TO DO
Filter these entries down to lines holding "once".

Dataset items
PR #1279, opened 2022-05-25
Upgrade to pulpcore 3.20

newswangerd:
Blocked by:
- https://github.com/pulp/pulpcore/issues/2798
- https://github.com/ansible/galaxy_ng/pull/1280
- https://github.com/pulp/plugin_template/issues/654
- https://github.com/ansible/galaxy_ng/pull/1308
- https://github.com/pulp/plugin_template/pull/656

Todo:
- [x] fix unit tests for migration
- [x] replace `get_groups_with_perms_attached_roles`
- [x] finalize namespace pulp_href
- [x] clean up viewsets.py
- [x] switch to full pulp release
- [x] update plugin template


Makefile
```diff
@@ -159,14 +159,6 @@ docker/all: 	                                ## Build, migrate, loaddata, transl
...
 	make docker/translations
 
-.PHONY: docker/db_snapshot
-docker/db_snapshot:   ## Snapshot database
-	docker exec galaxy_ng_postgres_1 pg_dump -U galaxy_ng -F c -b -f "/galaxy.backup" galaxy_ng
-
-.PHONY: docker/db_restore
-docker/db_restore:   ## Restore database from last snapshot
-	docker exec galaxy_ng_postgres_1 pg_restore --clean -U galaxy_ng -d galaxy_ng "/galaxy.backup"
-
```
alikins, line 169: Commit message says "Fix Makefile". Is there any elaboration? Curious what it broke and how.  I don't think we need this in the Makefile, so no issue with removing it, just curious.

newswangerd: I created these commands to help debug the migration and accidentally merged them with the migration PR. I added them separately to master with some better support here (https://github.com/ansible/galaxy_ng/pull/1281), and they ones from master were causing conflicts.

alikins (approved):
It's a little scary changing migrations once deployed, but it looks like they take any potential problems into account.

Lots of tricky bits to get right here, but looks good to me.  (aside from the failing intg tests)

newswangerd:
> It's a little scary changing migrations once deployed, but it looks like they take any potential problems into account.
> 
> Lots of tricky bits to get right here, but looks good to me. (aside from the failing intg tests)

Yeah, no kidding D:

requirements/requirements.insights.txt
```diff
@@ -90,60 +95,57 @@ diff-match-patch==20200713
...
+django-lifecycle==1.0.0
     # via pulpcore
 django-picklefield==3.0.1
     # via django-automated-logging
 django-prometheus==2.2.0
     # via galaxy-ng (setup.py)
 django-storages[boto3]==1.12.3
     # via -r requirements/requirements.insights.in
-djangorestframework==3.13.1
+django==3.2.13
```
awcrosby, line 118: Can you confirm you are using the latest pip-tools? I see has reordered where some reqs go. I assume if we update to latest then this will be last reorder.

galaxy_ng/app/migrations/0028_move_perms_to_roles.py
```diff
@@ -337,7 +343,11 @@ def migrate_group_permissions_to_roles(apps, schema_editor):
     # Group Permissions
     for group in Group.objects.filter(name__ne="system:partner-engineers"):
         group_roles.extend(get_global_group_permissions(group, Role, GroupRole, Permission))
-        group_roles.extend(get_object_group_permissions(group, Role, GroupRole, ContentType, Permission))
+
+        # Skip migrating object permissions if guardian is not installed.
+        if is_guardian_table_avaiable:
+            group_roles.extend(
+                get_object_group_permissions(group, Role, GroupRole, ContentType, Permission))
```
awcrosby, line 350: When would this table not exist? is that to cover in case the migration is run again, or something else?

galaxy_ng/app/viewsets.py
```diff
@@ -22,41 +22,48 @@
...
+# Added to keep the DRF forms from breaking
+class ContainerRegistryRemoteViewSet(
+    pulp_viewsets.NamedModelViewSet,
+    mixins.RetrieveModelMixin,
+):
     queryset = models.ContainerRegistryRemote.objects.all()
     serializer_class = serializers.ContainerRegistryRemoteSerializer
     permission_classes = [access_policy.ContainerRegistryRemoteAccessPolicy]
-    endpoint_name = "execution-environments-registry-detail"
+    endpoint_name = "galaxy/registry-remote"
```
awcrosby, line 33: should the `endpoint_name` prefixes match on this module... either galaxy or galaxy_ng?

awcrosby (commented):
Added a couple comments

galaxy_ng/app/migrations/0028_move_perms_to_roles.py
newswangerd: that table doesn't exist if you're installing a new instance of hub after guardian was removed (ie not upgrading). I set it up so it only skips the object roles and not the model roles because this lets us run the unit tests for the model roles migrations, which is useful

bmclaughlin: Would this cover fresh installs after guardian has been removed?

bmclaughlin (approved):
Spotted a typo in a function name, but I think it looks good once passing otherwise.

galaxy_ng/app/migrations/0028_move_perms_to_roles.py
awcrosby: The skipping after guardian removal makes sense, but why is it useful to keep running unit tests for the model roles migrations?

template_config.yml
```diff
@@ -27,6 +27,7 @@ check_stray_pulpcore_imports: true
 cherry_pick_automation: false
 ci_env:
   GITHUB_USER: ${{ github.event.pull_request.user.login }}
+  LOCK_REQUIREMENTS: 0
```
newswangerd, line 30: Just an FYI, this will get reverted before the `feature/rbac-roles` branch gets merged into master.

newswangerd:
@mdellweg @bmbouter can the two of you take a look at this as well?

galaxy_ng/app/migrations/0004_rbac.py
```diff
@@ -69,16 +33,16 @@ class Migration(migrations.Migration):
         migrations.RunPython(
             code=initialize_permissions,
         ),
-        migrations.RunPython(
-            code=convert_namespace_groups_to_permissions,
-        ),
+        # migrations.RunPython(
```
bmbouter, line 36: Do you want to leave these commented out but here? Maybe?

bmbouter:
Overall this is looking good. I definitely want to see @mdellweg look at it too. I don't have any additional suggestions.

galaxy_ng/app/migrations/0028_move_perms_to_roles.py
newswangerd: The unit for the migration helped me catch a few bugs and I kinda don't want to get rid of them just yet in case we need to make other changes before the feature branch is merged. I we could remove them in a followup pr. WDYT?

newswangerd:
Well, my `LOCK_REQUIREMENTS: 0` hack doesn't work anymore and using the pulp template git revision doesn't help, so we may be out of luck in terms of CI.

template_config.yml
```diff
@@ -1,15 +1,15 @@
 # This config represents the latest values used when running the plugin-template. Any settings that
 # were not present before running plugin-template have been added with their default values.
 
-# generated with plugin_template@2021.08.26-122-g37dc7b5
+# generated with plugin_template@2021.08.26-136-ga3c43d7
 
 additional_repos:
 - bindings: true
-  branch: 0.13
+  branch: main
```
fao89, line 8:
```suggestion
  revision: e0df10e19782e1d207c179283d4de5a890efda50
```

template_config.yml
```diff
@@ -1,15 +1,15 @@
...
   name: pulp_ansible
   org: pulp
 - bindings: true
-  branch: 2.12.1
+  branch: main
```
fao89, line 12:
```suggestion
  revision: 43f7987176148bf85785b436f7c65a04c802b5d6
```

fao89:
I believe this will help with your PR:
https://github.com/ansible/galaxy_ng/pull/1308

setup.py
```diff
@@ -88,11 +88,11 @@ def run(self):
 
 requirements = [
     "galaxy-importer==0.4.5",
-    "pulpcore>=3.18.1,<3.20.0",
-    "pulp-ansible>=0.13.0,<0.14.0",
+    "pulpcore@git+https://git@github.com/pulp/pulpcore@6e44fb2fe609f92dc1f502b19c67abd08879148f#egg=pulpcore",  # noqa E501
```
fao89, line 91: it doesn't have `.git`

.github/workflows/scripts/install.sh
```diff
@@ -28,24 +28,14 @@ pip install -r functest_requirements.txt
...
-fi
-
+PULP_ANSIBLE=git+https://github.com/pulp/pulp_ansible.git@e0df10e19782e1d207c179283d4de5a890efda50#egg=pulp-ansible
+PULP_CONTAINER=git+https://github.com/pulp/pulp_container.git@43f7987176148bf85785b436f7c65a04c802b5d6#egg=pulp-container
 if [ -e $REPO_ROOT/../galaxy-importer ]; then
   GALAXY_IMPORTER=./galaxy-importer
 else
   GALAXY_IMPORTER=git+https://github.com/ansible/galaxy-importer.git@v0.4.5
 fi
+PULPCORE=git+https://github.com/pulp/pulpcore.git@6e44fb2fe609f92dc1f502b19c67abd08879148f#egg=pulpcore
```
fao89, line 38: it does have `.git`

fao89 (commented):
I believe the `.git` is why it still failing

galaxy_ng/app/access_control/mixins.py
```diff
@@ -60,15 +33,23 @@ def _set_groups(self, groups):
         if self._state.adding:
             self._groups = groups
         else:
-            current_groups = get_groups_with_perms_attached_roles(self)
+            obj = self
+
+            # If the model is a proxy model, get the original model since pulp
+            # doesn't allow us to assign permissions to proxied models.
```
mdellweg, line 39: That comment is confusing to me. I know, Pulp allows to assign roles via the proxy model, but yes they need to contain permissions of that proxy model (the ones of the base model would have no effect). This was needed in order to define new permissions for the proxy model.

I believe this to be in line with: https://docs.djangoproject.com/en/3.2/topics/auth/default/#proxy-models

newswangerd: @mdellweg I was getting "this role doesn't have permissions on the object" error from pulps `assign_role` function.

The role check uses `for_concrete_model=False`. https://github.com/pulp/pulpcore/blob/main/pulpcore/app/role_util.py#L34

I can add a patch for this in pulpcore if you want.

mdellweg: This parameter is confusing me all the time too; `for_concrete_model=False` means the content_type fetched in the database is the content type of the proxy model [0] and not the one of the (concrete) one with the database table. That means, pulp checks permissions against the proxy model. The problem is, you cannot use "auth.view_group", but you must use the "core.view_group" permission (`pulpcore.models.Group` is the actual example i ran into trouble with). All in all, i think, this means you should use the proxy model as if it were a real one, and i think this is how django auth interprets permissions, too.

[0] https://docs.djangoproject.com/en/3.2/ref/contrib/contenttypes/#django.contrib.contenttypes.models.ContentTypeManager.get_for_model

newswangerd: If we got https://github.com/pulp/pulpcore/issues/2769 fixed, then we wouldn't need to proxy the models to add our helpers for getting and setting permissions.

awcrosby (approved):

--

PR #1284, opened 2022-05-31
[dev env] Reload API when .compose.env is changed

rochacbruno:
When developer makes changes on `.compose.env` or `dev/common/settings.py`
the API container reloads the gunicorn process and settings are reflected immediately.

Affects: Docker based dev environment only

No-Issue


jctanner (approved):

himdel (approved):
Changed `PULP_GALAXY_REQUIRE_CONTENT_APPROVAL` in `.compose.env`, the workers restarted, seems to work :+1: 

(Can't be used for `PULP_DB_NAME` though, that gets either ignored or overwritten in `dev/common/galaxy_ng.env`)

==

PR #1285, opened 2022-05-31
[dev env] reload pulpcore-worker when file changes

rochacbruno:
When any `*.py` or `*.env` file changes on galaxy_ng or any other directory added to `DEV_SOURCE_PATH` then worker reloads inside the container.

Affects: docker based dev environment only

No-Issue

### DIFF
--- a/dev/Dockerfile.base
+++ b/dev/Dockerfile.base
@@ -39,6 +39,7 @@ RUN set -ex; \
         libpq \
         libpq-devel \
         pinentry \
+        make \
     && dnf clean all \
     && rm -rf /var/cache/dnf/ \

OUTPUT OF THE EXERCISE
It's a little scary changing migrations once deployed, but it looks like they take any potential problems into account.
> It's a little scary changing migrations once deployed, but it looks like they take any potential problems into account.
Spotted a typo in a function name, but I think it looks good once passing otherwise.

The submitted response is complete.